PR #6857, opened 2026-03-03
Fix classcastexception

Jenson3210:
Daily tests showed a ClassCastException. 

For some reason the literal in there is a String type, but the actual value is a boolean. 
This can easily be asserted before casting in the already existing if, mitigating the risk here.

### DIFF
--- a/README.md
+++ b/README.md
@@ -7,7 +7,6 @@
     </picture>
   </a>
 </p>
-test
 
 <div align="center">
 


steve-aom-elliott:
The change itself seems safe at least, but I'd be really curious what LST element ended up parsing with type of String but value of boolean

timtebeek:
Indeed I worry that we might be hiding an issue. Might this be an apply: false that's incorrectly picked up?

Jenson3210:
appears to have been resolved when rerunning -> perhaps the if added few days ago was just not deployed 🤔

PR #6858, opened 2026-03-03
Convert ChangeDependency to ScanningRecipe to preserve GString/StringTemplate versions

Jenson3210:
## Summary

- Convert `ChangeDependency` from `Recipe` to `ScanningRecipe` to reliably handle version variables in GString and Kotlin StringTemplate dependency declarations
- Simplify `ChangeDependency` by leveraging the `GradleDependency` trait's `withDeclaredGroupId`, `withDeclaredArtifactId`, and `withDeclaredVersion` methods
- Fix bugs in the `GradleDependency` trait where `withDeclaredGroupId`/`withDeclaredArtifactId` on `K.StringTemplate` collapsed the template to a literal (destroying version interpolation), and `withDeclaredVersion` on `G.GString` converted to `J.Literal` (causing the Groovy printer to add unwanted parentheses)

## Why ScanningRecipe?

When a dependency uses a version variable (e.g., `implementation "group:artifact:${springBootVersion}"`), we want to:
1. **Preserve the interpolated string structure** — only update group/artifact in the literal prefix, keep `${variable}` intact
2. **Resolve the new version once** and update the variable at its definition site (`gradle.properties` or local `def`/`val`)

This requires two passes: a scan phase to discover which variables need updating and resolve the target version, then a visit phase to apply changes. A single-pass `Recipe` cannot reliably do this because it processes files independently without shared context.

**For dependencies without version variables** (plain string literals, map notation, multi-component literals), the scanning phase simply collects no variable information, and the visitor applies changes directly — exactly as the old non-scanning `Recipe` did. The `ScanningRecipe` conversion has no behavioral impact on these cases.

This approach was recommended in PR #6830 review feedback as the reliable alternative to the `ConcurrentHashMap`-based approach that depended on file processing order.

### `ChangeDependency.java`
- Converted from `Recipe` to `ScanningRecipe` with an `Accumulator` that maps version variable names to resolved versions (or `MavenDownloadingException`)
- Replaced ~400 lines of manual notation-specific code (GString element manipulation, StringTemplate extraction, platform unwrapping) with calls to the `GradleDependency` trait: `withDeclaredGroupId()`, `withDeclaredArtifactId()`, `withDeclaredVersion()`, `getVersionVariable()`, `getDeclaredVersion()`, `isPlatform()`
- Scanner detects shared version variables (used by both matching and non-matching dependencies) and falls back to collapsing interpolation to a literal in those cases

### `GradleDependency.java` (trait)
- Fixed `withDeclaredGroupId` and `withDeclaredArtifactId` for `K.StringTemplate`: now preserves template structure (updates only the literal prefix) instead of collapsing to a plain `J.Literal`
- Fixed `withDeclaredVersion` for `G.GString`: collapses to a single-element `GString` instead of `J.Literal`, which preserves Groovy command expression formatting (`implementation "..."` stays without parentheses)

### Tests
- 3 new `ChangeDependencyTest` tests for shared version variable detection and collapse
- 6 new `GradleDependencyTest` tests covering `withDeclaredGroupId`/`withDeclaredArtifactId`/`withDeclaredVersion` on `GString` and `K.StringTemplate`
- Updated existing interpolation tests to expect preserved variable references

## Test plan

- [x] All 26 `ChangeDependencyTest` tests pass (23 existing + 3 new shared variable tests)
- [x] All 6 new `GradleDependencyTest` trait tests pass
- [x] All existing `GradleDependencyTest` tests pass

Fixes moderneinc/customer-requests#1920

### DIFF
--- a/rewrite-gradle/src/main/java/org/openrewrite/gradle/ChangeDependency.java
+++ b/rewrite-gradle/src/main/java/org/openrewrite/gradle/ChangeDependency.java
@@ -188,6 +188,9 @@ public class ChangeDependency extends ScanningRecipe<ChangeDependency.Accumulato
             public @Nullable J visit(@Nullable Tree tree, ExecutionContext ctx) {
                 if (tree instanceof JavaSourceFile) {
                     gradleProject = tree.getMarkers().findFirst(GradleProject.class).orElse(null);
+                    if (gradleProject == null) {
+                        return (J) tree;
+                    }
                 }
                 return super.visit(tree, ctx);
             }
@@ -195,9 +198,6 @@ public class ChangeDependency extends ScanningRecipe<ChangeDependency.Accumulato
             @Override
             public J visitMethodInvocation(J.MethodInvocation method, ExecutionContext ctx) {
                 J.MethodInvocation m = (J.MethodInvocation) super.visitMethodInvocation(method, ctx);
-                if (gradleProject == null) {
-                    return m;
-                }
 
                 new GradleDependency.Matcher().get(getCursor()).ifPresent(dep -> {
                     String varName = dep.getVersionVariable();


rewrite-gradle/src/main/java/org/openrewrite/gradle/ChangeDependency.java
```diff
@@ -159,9 +162,111 @@ public Validated<Object> validate() {
...
+                        String resolvedGroupId = !StringUtils.isBlank(newGroupId) ? newGroupId : oldGroupId;
+                        String resolvedArtifactId = !StringUtils.isBlank(newArtifactId) ? newArtifactId : oldArtifactId;
+                        try {
+                            String resolvedVersion = new DependencyVersionSelector(metadataFailures, gp, null)
+                                    .select(new GroupArtifact(resolvedGroupId, resolvedArtifactId), m.getSimpleName(), newVersion, versionPattern, ctx);
+                            if (resolvedVersion != null) {
+                                acc.versionVariableUpdates.put(varName, resolvedVersion);
+                            }
+                        } catch (MavenDownloadingException e) {
+                            // Version resolution failed; will be handled in the visitor
```
Jenson3210: I think in other places we tend to store the downloadingException to later add it as a marker. see also UpgradeDependencyVersion for reference

rewrite-gradle/src/main/java/org/openrewrite/gradle/ChangeDependency.java
```diff
@@ -159,9 +165,131 @@ public Validated<Object> validate() {
...
+                    String varName = extractVersionVariableName(strings);
+                    if (varName != null && !StringUtils.isBlank(newVersion)) {
+                        resolveAndRecordVersion(varName, m, ctx);
+                    }
+                }
+            }
+
+            private void resolveAndRecordVersion(String varName, J.MethodInvocation m, ExecutionContext ctx) {
+                String resolvedGroupId = !StringUtils.isBlank(newGroupId) ? newGroupId : oldGroupId;
+                String resolvedArtifactId = !StringUtils.isBlank(newArtifactId) ? newArtifactId : oldArtifactId;
```
Jenson3210: will this support globs? Looks like this would do a glob lookup. We should use the dependency information of the Trait instead perhaps?

rewrite-gradle/src/main/java/org/openrewrite/gradle/trait/GradleDependency.java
★ ★ ★ ★
Your task: Copy out the material above in its entirety, exactly.

Solution to this exercise:
PR #6857, opened 2026-03-03
Fix classcastexception

Jenson3210:
Daily tests showed a ClassCastException. 

For some reason the literal in there is a String type, but the actual value is a boolean. 
This can easily be asserted before casting in the already existing if, mitigating the risk here.

### DIFF
--- a/README.md
+++ b/README.md
@@ -7,7 +7,6 @@
     </picture>
   </a>
 </p>
-test
 
 <div align="center">
 


steve-aom-elliott:
The change itself seems safe at least, but I'd be really curious what LST element ended up parsing with type of String but value of boolean

timtebeek:
Indeed I worry that we might be hiding an issue. Might this be an apply: false that's incorrectly picked up?

Jenson3210:
appears to have been resolved when rerunning -> perhaps the if added few days ago was just not deployed 🤔

PR #6858, opened 2026-03-03
Convert ChangeDependency to ScanningRecipe to preserve GString/StringTemplate versions

Jenson3210:
## Summary

- Convert `ChangeDependency` from `Recipe` to `ScanningRecipe` to reliably handle version variables in GString and Kotlin StringTemplate dependency declarations
- Simplify `ChangeDependency` by leveraging the `GradleDependency` trait's `withDeclaredGroupId`, `withDeclaredArtifactId`, and `withDeclaredVersion` methods
- Fix bugs in the `GradleDependency` trait where `withDeclaredGroupId`/`withDeclaredArtifactId` on `K.StringTemplate` collapsed the template to a literal (destroying version interpolation), and `withDeclaredVersion` on `G.GString` converted to `J.Literal` (causing the Groovy printer to add unwanted parentheses)

## Why ScanningRecipe?

When a dependency uses a version variable (e.g., `implementation "group:artifact:${springBootVersion}"`), we want to:
1. **Preserve the interpolated string structure** — only update group/artifact in the literal prefix, keep `${variable}` intact
2. **Resolve the new version once** and update the variable at its definition site (`gradle.properties` or local `def`/`val`)

This requires two passes: a scan phase to discover which variables need updating and resolve the target version, then a visit phase to apply changes. A single-pass `Recipe` cannot reliably do this because it processes files independently without shared context.

**For dependencies without version variables** (plain string literals, map notation, multi-component literals), the scanning phase simply collects no variable information, and the visitor applies changes directly — exactly as the old non-scanning `Recipe` did. The `ScanningRecipe` conversion has no behavioral impact on these cases.

This approach was recommended in PR #6830 review feedback as the reliable alternative to the `ConcurrentHashMap`-based approach that depended on file processing order.

### `ChangeDependency.java`
- Converted from `Recipe` to `ScanningRecipe` with an `Accumulator` that maps version variable names to resolved versions (or `MavenDownloadingException`)
- Replaced ~400 lines of manual notation-specific code (GString element manipulation, StringTemplate extraction, platform unwrapping) with calls to the `GradleDependency` trait: `withDeclaredGroupId()`, `withDeclaredArtifactId()`, `withDeclaredVersion()`, `getVersionVariable()`, `getDeclaredVersion()`, `isPlatform()`
- Scanner detects shared version variables (used by both matching and non-matching dependencies) and falls back to collapsing interpolation to a literal in those cases

### `GradleDependency.java` (trait)
- Fixed `withDeclaredGroupId` and `withDeclaredArtifactId` for `K.StringTemplate`: now preserves template structure (updates only the literal prefix) instead of collapsing to a plain `J.Literal`
- Fixed `withDeclaredVersion` for `G.GString`: collapses to a single-element `GString` instead of `J.Literal`, which preserves Groovy command expression formatting (`implementation "..."` stays without parentheses)

### Tests
- 3 new `ChangeDependencyTest` tests for shared version variable detection and collapse
- 6 new `GradleDependencyTest` tests covering `withDeclaredGroupId`/`withDeclaredArtifactId`/`withDeclaredVersion` on `GString` and `K.StringTemplate`
- Updated existing interpolation tests to expect preserved variable references

## Test plan

- [x] All 26 `ChangeDependencyTest` tests pass (23 existing + 3 new shared variable tests)
- [x] All 6 new `GradleDependencyTest` trait tests pass
- [x] All existing `GradleDependencyTest` tests pass

Fixes moderneinc/customer-requests#1920

### DIFF
--- a/rewrite-gradle/src/main/java/org/openrewrite/gradle/ChangeDependency.java
+++ b/rewrite-gradle/src/main/java/org/openrewrite/gradle/ChangeDependency.java
@@ -188,6 +188,9 @@ public class ChangeDependency extends ScanningRecipe<ChangeDependency.Accumulato
             public @Nullable J visit(@Nullable Tree tree, ExecutionContext ctx) {
                 if (tree instanceof JavaSourceFile) {
                     gradleProject = tree.getMarkers().findFirst(GradleProject.class).orElse(null);
+                    if (gradleProject == null) {
+                        return (J) tree;
+                    }
                 }
                 return super.visit(tree, ctx);
             }
@@ -195,9 +198,6 @@ public class ChangeDependency extends ScanningRecipe<ChangeDependency.Accumulato
             @Override
             public J visitMethodInvocation(J.MethodInvocation method, ExecutionContext ctx) {
                 J.MethodInvocation m = (J.MethodInvocation) super.visitMethodInvocation(method, ctx);
-                if (gradleProject == null) {
-                    return m;
-                }
 
                 new GradleDependency.Matcher().get(getCursor()).ifPresent(dep -> {
                     String varName = dep.getVersionVariable();


rewrite-gradle/src/main/java/org/openrewrite/gradle/ChangeDependency.java
```diff
@@ -159,9 +162,111 @@ public Validated<Object> validate() {
...
+                        String resolvedGroupId = !StringUtils.isBlank(newGroupId) ? newGroupId : oldGroupId;
+                        String resolvedArtifactId = !StringUtils.isBlank(newArtifactId) ? newArtifactId : oldArtifactId;
+                        try {
+                            String resolvedVersion = new DependencyVersionSelector(metadataFailures, gp, null)
+                                    .select(new GroupArtifact(resolvedGroupId, resolvedArtifactId), m.getSimpleName(), newVersion, versionPattern, ctx);
+                            if (resolvedVersion != null) {
+                                acc.versionVariableUpdates.put(varName, resolvedVersion);
+                            }
+                        } catch (MavenDownloadingException e) {
+                            // Version resolution failed; will be handled in the visitor
```
Jenson3210: I think in other places we tend to store the downloadingException to later add it as a marker. see also UpgradeDependencyVersion for reference

rewrite-gradle/src/main/java/org/openrewrite/gradle/ChangeDependency.java
```diff
@@ -159,9 +165,131 @@ public Validated<Object> validate() {
...
+                    String varName = extractVersionVariableName(strings);
+                    if (varName != null && !StringUtils.isBlank(newVersion)) {
+                        resolveAndRecordVersion(varName, m, ctx);
+                    }
+                }
+            }
+
+            private void resolveAndRecordVersion(String varName, J.MethodInvocation m, ExecutionContext ctx) {
+                String resolvedGroupId = !StringUtils.isBlank(newGroupId) ? newGroupId : oldGroupId;
+                String resolvedArtifactId = !StringUtils.isBlank(newArtifactId) ? newArtifactId : oldArtifactId;
```
Jenson3210: will this support globs? Looks like this would do a glob lookup. We should use the dependency information of the Trait instead perhaps?

rewrite-gradle/src/main/java/org/openrewrite/gradle/trait/GradleDependency.java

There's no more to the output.